Italian Catholic bishop and cardinal

Bernardino Honorati (1724–1807) was an Italian Catholic bishop and cardinal.

==Biography==

Bernardino Honorati was born in Iesi on July 17, 1724, the son of Marquis Giuseppe Honorati, a patrician from Iesi, and Marianna Cima, a noblewoman from Rimini.

He was educated at Rome. In February 1744, he delivered an oration before Pope Benedict XIV and the College of Cardinals upon the occasion of the Feast of the Chair of Saint Peter; this oration was later published. During this period, he served as a consistorial advocate, and then spent four years as secretary of the Dean of the Roman Rota. He entered the papal household on December 23, 1746, becoming a chamberlain of honor. In 1747, he served as a papal legate to take the red hat to the new Cardinal de Soubise. He received a doctorate of both laws from the Sapienza University of Rome on February 10, 1749.
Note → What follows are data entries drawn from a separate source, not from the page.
PR #517, opened 2018-03-16
fix proxy error target

minrk:
error pages are served on /hub/error/:code not /:code


betatim:
Is there a reason not to merge this? Double checking as most PRs in this repo are self merged.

On July 10, 1749, he was appointed Referendary of the Apostolic Signatura. He became relator of the Sacred Congregation of Good Government on November 26, 1750. He served as vice-legate of Romagna from January 13, 1755, to October 1756. In September 1756, he was named relator of the Sacred Consulta, taking possession of the office upon his return to Rome. He then served as governor of Loreto from January 28, 1758, until December 19, 1759.

He was ordained as a priest on December 31, 1759. On January 28, 1760, he was elected titular archbishop of Side; he was consecrated as a bishop by Giovanni Antonio Bacchettoni, Bishop of Recanati and Loreto.

On April 24, 1760, Pope Clement XIII made Honorati Apostolic Nuncio to Florence. On November 20, 1766, he became nuncio in Venice. He returned to Rome after he was appointed secretary of the Secretary of the Sacred Congregation of Bishops and Regulars on September 1, 1775.

In the consistory of June 23, 1777, Pope Pius VI named him a cardinal, and he received the red hat on June 26, 1777, and the titular church of Santi Marcellino e Pietro al Laterano on July 28, 1777.

He was translated to the See of Senigallia on July 28, 1777, but was allowed to retain the title of archbishop. He celebrated a diocesan synod in May 1791.

He participated in the papal conclave of 1799–1800 that elected Pope Pius VII.

He died in Senigallia on August 12, 1807.